Will 1. the type identification, still be available? Through copies, etc.? Then type identification is isinstance(i, DataTree) and hasattr(i, 'msi')?

@thewtex no I don't think this would work - when the accessor is registered it becomes available on all DataTree objects, so hasattr(i, 'msi') would not distinguish anything useful.

In fact in our case we can replace all the MultiscaleSpatialImage with DataTree and eventually all the SpatialImage with DataArray, so as long as we can still call validate() on the objects, everything should work.

@LucaMarconato this seems to line up with what's currently recommended. :+1:

infer type based on data type + number/type of dimensions.

This would of course still work. (You wouldn't be technically inferring "Type", but you could use it to distinguish valid from invalid datasets.)

thewtex commented 1 year ago

@LucaMarconato @TomNicholas excellent, thank you for the thoughts! Let's migrate to an accessor, then. @giovp already has a draft in #81 -- please take a look. :sparkler: :rocket: :metal:

I think that the considerations on inheriting xarray classes should also apply to SpatialImage, and therefore I would consider using DataArray with accessors.

:+1: agreed.

aeisenbarth commented 11 months ago

This issue occurs currently also when using pytest fixtures.

Pytest passes the return value of a fixture function (1) directly to test functions using the fixture. However, when another fixture (2) depends on fixture (1), it receives a deepcopy, where multiscale images are suddenly datatrees, and fail dispatching in overloaded functions.

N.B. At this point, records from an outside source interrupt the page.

PR #22702, opened 2022-09-28
22701 simplicity rename

### LINKED ISSUE #22701: Simplicity 'LibertyFileManager.moveLibertyFile' attemps rename onto file on windows.
The implementation of 'moveLibertyFile' attempts to do a direct rename as its preferred implementation.

This is performed with full retries.

On windows, when the target file already exists, this always fails, leading to a 10s delay before moving to the secondary implementation, which does a file copy.

The file copy takes about 1s.

The implementation should be changed to skip the rename step when the destination file is on windows and already exists.

For an example of the impact of this change, when running single feature startup tests, approximately 260 startups are performed.
Each does a feature update, which invokes rename.  With the original implementation, that would add 2600s to running the entire FAT.  Even split among 4 buckets (65 feature startups per bucket), that is still an extra 650s.

(Note: The feature startups now use a different API.  However, the problem occurs for any rename attempt on windows, and may impact other FAT tests.)

tbitonti:
This is a correction to a bug in the test infrastructure (fattest.simplicity), and is tested by rerunning existing FATs.

### DIFF
--- a/dev/fattest.simplicity/src/componenttest/topology/impl/LibertyFileManager.java
+++ b/dev/fattest.simplicity/src/componenttest/topology/impl/LibertyFileManager.java
@@ -20,6 +20,7 @@ import java.util.regex.Pattern;
 
 import com.ibm.websphere.simplicity.LocalFile;
 import com.ibm.websphere.simplicity.Machine;
+import com.ibm.websphere.simplicity.OperatingSystem;
 import com.ibm.websphere.simplicity.RemoteFile;
 import com.ibm.websphere.simplicity.log.Log;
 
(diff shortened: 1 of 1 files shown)


tbitonti:
#build

tbitonti:
Note: The first two commits are expected to be added by a separate issue.  Only the third commit matters.

tbitonti:
#build

tbitonti:
Test failures:

- com.ibm.ws.automation.healing_fat FAT tests
  - com.ibm.ws.automation.test.HealingTest
    - testLibertyRunbook
- com.ibm.ws.jsf.2.3_fat FAT tests
  - com.ibm.ws.jsf23.fat.tests.JSF23WebSocketTests
    - testOpenAndCloseWebsocket_EE10_FEATURES

These test failures match RTC defects 289998 and 292790.

tbitonti:
#libby

jimblye (approved):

In case someone else encounters this, here my workaround that I apply in the test function on the fixture argument:

def workaround_pytest_fixture_breaking_multiscale_spatial_image(sdata: SpatialData) -> SpatialData:
    # When a fixture depends on another fixture which returns a MultiscaleSpatialImage instance,
    # the first fixture receives a DataTree instead. The object looses the ability to be recognized
    # by isinstance(obj, MultiscaleSpatialImage).
    # Maybe this is caused by a copy/deepcopy operation.
    for name, image in sdata.images.items():
        if isinstance(image, DataTree) and not isinstance(image, MultiscaleSpatialImage):
            repaired_image = MultiscaleSpatialImage.from_dict(image.to_dict())
            sdata.images[name] = repaired_image
    for name, labels in sdata.labels.items():
        if isinstance(labels, DataTree) and not isinstance(labels, MultiscaleSpatialImage):
            repaired_labels = MultiscaleSpatialImage.from_dict(labels.to_dict())
            sdata.labels[name] = repaired_labels
    return sdata
thewtex commented 11 months ago

@aeisenbarth thanks for the report :+1:

In your use case, is multiscale-spatial-image 1.0.0 used? It incorporates #81 , which changes the inheritance and instance identification as described at the top of the PR.

Regardless, we should probably also have tests for the copy/deepcopy operation.

aeisenbarth commented 11 months ago

I just updated to multiscale-spatial-image 1.0.0, but the issue persists with latest spatialdata main branch. Image2DModel.parse(…, scale_factors=…) calls to_multiscale and passes the DataTree (with new msi attribute) to spatialdata.transformations._utils:_get_transformations, but that can only dispatch on MultiscaleSpatialImage and does not handle DataTree. I believe just the dispatching needs to be updated everywhere in spatialdata.

giovp commented 11 months ago

hi @aeisenbarth , indeed we haven't completed the migration to msi 1.0.0 yet (unfortunately). From your message I thought it was a behaviour of the pytest fixture but I haven't investigated further.

giovp commented 5 months ago

hi @aeisenbarth I think the latest sptialdata (on pypi) supports this (thanks to https://github.com/scverse/spatialdata/pull/594 ). I will close this for now but feel free to reopen!

LucaMarconato commented 5 months ago

Also @aeisenbarth I have implemented a deepcopy operation that works for all the spatial elements and handle both data and metadata, you can use it with from spatialdata import deepcopy.